# PROBLEM STATEMENT:
Every line of the listing must be repeated exactly.

# SOURCE MATERIAL:
PR #6284, opened 2024-04-10
[KYUUBI #6278] Update DB state when the query fallback to resource manager and the batch app is terminal

### LINKED ISSUE #6278: [TASK][EASY] Update DB state when the query fallback to yarn and the batch app is terminal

# TASK ANSWER:
PR #6284, opened 2024-04-10
[KYUUBI #6278] Update DB state when the query fallback to resource manager and the batch app is terminal

### LINKED ISSUE #6278: [TASK][EASY] Update DB state when the query fallback to yarn and the batch app is terminal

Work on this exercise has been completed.